*What this task involves:* For the records below, tally every line that has the word "shortened" and reply with the number alone.

*Stored records:*

◇ ◇ ◇ ◇ ◇ ◇ ◇

PR #56, opened 2022-09-29
Support universal arg for debugging in clojure and elisp

markgdawson:
### Summary of Changes

In elisp and clojure, the universal arg evaluates an expression in a debug mode. These are pretty handy and universal arg isn't currently used for these commands in symex. So I've added it here in the hope that we think it's a good idea.

### Public Domain Dedication

### DIFF
--- a/symex-interface-clojure.el
+++ b/symex-interface-clojure.el
@@ -42,9 +42,9 @@ Accounts for different point location in evil vs Emacs mode."
   (interactive)
   (cider-eval-last-sexp))
 
-(defun symex-eval-definition-clojure ()
+(defun symex-eval-definition-clojure (debug-it)
   "Eval entire containing definition."
-  (cider-eval-defun-at-point nil))
+  (cider-eval-defun-at-point debug-it))
 
 (defun symex-eval-pretty-clojure ()
   "Evaluate symex and render the result in a useful string form."
--- a/symex-interface-elisp.el
+++ b/symex-interface-elisp.el
@@ -33,9 +33,9 @@
   (interactive)
   (eval-last-sexp nil))
 
-(defun symex-eval-definition-elisp ()
+(defun symex-eval-definition-elisp (debug-it)
   "Eval entire containing definition."
-  (eval-defun nil))
+  (eval-defun debug-it))
 
 (defun symex-eval-pretty-elisp ()
   "Evaluate symex and render the result in a useful string form."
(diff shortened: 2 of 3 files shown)


countvajhula:
That does sound useful. One thing to consider though is that in Evil, typically the universal argument is expected to be a `count`. While Symex adopts this convention for many interfaces (like `symex-evaluate`, e.g. `3e` evaluates three expressions), it doesn't at present adopt it universally. In principle, `3d` in Symex is analogous to `3diw` in Evil/Vim, which, I'm not sure if you're familiar with Vim, but this is a command to essentially delete 3 words, but which, unlike `3dw`, can be run from within a word and doesn't require you to be at the beginning of the word (in practice though, because this command treats spaces as words, it undercounts what we consider to be words and isn't that useful!).

So it's not inconceivable that we'd want to support `3d` to mean "evaluate the next 3 definitions, including the current one," and this usage would be in conflict with the use of the universal argument for debugging.

How about using a distinct keybinding for this, e.g. `gd`, which would correspond to a new `symex-eval-for-debug`?

tommy-mor:
not related to symex, but what is "universal arg", i've never heard this term

markgdawson:
This explains it better then I could:
https://www.emacswiki.org/emacs/PrefixArgument#universal_argument

markgdawson:
I wasn't aware of that. I thought that prefix args and the count that evil mode provides were different things? Looking at the symex go forward function, it looks to me that it takes an optional count (function) argument but no prefix argument i.e. `(interactive "P")`. Its been a while since I've been an evil user, but I thought that spacemacs had the prefix somehow mapped to SPC-u and this was different to the count arguments. But I might be wrong?

The `gd` option also sounds like a good choice, but if prefix arguments are an option, it could save some key slots...?

markgdawson:
i wasn't aware of that count and prefix used the same function argument. In that case the `gd` option sounds like a good way forward. I won't be able to take a look at this for a week or so at least, but I'll take a look at this when I get back.

yuki-tsubaki:
@countvajhula This might not matter at this point, but you can actually handle both count and prefix arguments in the same function separately.

Here is a little function that illustrates that (I use it to remind myself sometimes which is which lol):
```
(defun display-prefix (arg)
  "Display the value of the raw prefix arg."
  (interactive "P")
  (message "%s" arg))
```

When you call `C-u M-x display-prefix` you will get `(4)` displayed in the message area. When you call `<normal-state> 4 M-x display-prefix` or `C-4 M-x display-prefix` (or the other ways) you will get `4` in the message area.

In other words, you can distinguish the universal prefix argument (even without funky methods) by checking the type of the raw prefix `(interactive "P")` instead of `(interactive "p")`.

Thus, you can support both types of functionality.

PR #64, opened 2022-12-30
Remove hard dependency on undo-tree.

devcarbon-com:
### Summary of Changes

Remove hard dependency on undo-tree.

### Public Domain Dedication

### DIFF
--- a/symex-hydra.el
+++ b/symex-hydra.el
@@ -70,8 +70,8 @@ to enter, and any of the standard exits to exit."
 ;; likewise, we might want to disable and re-enable highlighting,
 ;; if active, on each command
 (defhydra hydra-symex (:columns 4
-                       :post (symex-hydra-exit)
-                       :after-exit (symex--signal-exit))
+                                :post (symex-hydra-exit)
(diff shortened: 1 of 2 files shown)


countvajhula:
With this change, what happens when you press `u` or `C-r`? Is it possible to still do undo/redo without exiting the hydra, e.g. by using built-in Emacs undo functionality?

Btw, for what it's worth, the hydra UI is considered deprecated. Even for vanilla Emacs users, the Evil interface is recommended since it is more robust and plays nicely with your existing config and keybindings (e.g. saving buffers, scrolling, etc. don't interfere with / dismiss the modal UI), and doesn't require you to be an actual Evil user. Have you tried using the evil option?

devcarbon-com:
Good point, I just added `undo-only` and `undo-redo` introduced in Emacs 27.

Yep, I use the evil version all the time!

The idea behind this pull request was so that undo-tree doesn't get automatically installed when you install symex.

countvajhula:
Perfect, thanks!

PR #69, opened 2023-02-24
Macros for defining symex commands

countvajhula:
### Summary of Changes

This adds a couple of macros for defining symex commands. These macros handle the boilerplate of reindenting after execution, etc. and minimize the use of advice for such things, and could also implicitly include other common functionality like evil-repeat (dot `.`) support which currently requires a separate registration step. In general these macros represent a better abstraction of a command than using functions with ad hoc and inconsistently used set up and tear down code, and should allow us to integrate more easily with other tools like tree-edit. See [this ticket](https://github.com/users/countvajhula/projects/1/views/1?pane=issue&itemId=12134124) for a full description.

**Bugs remaining**:

- [x] paste-before with multiple lines yanked leaves the original line untidy
- [ ] replace (s) in string leaves cursor inside the quotes
- [x] S delimiter with { and } work the same and { doesn't do what it should
- [ ] shift backward/forward most doesn't move the body of the function to defun (probably related to indent level and maybe selection? verify whether it happens on the main branch)
- [ ] capture backward captures beyond current level at head
- [x] when on the last expression, & joins to previous instead of doing nothing
- [x] append newline inserts extra leading whitespace when indented (verify behavior on main) - also note insert newline doesn't do this
- [ ] J within an expression with next expression on same line joins next line instead of NOOP
- [ ] M-J collapse with comments present mangles structure
- [x] C-; evals the next symex not the current one (except if only one)

### Public Domain Dedication

### DIFF
--- a/symex-evil.el
+++ b/symex-evil.el
@@ -313,6 +313,9 @@ executing this command to get the expected behavior."
               :after #'symex-evil-repeat-stop-recording-advice)
   (advice-add 'evil-repeat
               :around #'symex-evil-repeat-preserve-state-advice)
+  ;; TODO: once all the commands are defined using the macro,
+  ;; add this declaration to the macro definition and remove
+  ;; the "registration" here.
   (dolist (fn symex--evil-repeatable-commands)
     (evil-add-command-properties fn :repeat t)))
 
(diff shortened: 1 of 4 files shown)


countvajhula:
This PR was accumulating improvements beyond its scope, so I'm breaking this up into separate PRs. This one just introduces the new macros and rewrites existing commands using them. Although I'm going to go ahead and merge this, it will be reviewed as part of final review on the integration branch before being merged into the main branch. Of course, feedback is welcome at any time for anyone who has time to give this a look.

Issue #101, opened 2023-03-19
symex-wrap puts cusrsor in wrong place after wrapping.


tommy-mor:
this form

```clojure
(def |i|tems {1 "item a"
            2 "item b"
            3 "item c"})
```
(cursor is selecting the ``i`` in items in symex-normal evil mode). After ``symex-wrap`` ->
```clojure
(||def (items) {1 "item a"
                2 "item b"
                3 "item c"})
```

``items`` is correctly wrapped, and i'm in insert evil mode as I should be, but cursor is in wrong place.
cursor should be ``(||items)``

Anyone else reproduce?

tommy-mor:
Just tried it in a elisp buffer and it worked as expected. But still fails in a clojure buffer.

I think because clojure has tree-sitter minor mode, and elisp doesn't.

tommy-mor:
I guess this is because the wrap command is not yet implemented in symex-transformations-ts.el ? but then it falls back on non-tree sitter version. Not sure what's going on

Issue #100, opened 2023-03-19
I don't like being able to select the entire buffer as a symex.


tommy-mor:
Before symex 2.0, if I was selecting a top-level form, going towards the root would do nothing. Now, going towards the root selects the root node, making all top-level forms selected. 

What do other people think of this? was this deliberate?

countvajhula:
Is this only for tree-sitter or is it happening in Lisp modes too? If it is Lisp then lmk of steps to reproduce, including Emacs version. In tree-sitter it is intentional in the sense that it's the default in the underlying tree-sitter tree, but we could re-evaluate that if you think that's undesirable.

countvajhula:
This is now fixed by two separate changes:

1. Clojure by default uses the Lisp backend, which doesn't have a "true root" for the whole buffer
2. clojure-ts-mode uses the treesitter backend, but we now also don't visit the "true root" in treesitter modes as it doesn't seem to be useful (as you pointed out)

PR #103, opened 2023-03-21
Patch to exclude Clojure from tree-sitter handling on Emacs 29

countvajhula:
### Summary of Changes

As Emacs 29 ships with Tree Sitter support, which appears to include the Clojure language, Symex uses the tree sitter primitives for Clojure instead of the Lisp primitives which are more mature. This is likely leading to a degraded user experience for such users since Tree Sitter support in Symex is still at an alpha stage. This PR is a quick patch to handle Clojure as a Lisp language instead of as a Tree Sitter language.

### Public Domain Dedication

### DIFF
--- a/symex-primitives.el
+++ b/symex-primitives.el
@@ -35,6 +35,16 @@
 
 (defvar symex-clojure-modes)
 
+(defun symex-tree-sitter-p ()
+  "Whether to use the tree sitter primitives."
+  (and tree-sitter-mode
+       ;; We use the Lisp primitives for Clojure
+       ;; even though Emacs 29 provides tree-sitter APIs
+       ;; for it, since the Lisp primitives in Symex are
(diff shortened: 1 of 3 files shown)


countvajhula:
@tommy-mor Could you please try this branch and see if it fixes #100 and #101  for you? I think this is affecting all Clojure users so I'll merge it as soon as you can confirm that it works 😅

Once it's merged into master, I'll rebase the `2.0-integration` branch so that we'll have the changes available there as well.

tommy-mor:
just tested, works as intended and fixes #101, #100 by reverting to non-ts symex for clojure. I don't think we should close #100 until people weigh in on it, as for tree sitter only languages it still doesn't make sense to me. or at least I think it should be discussed

countvajhula:
Makes sense, thanks for testing!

◇ ◇ ◇ ◇ ◇ ◇ ◇

*Output of the exercise:* 4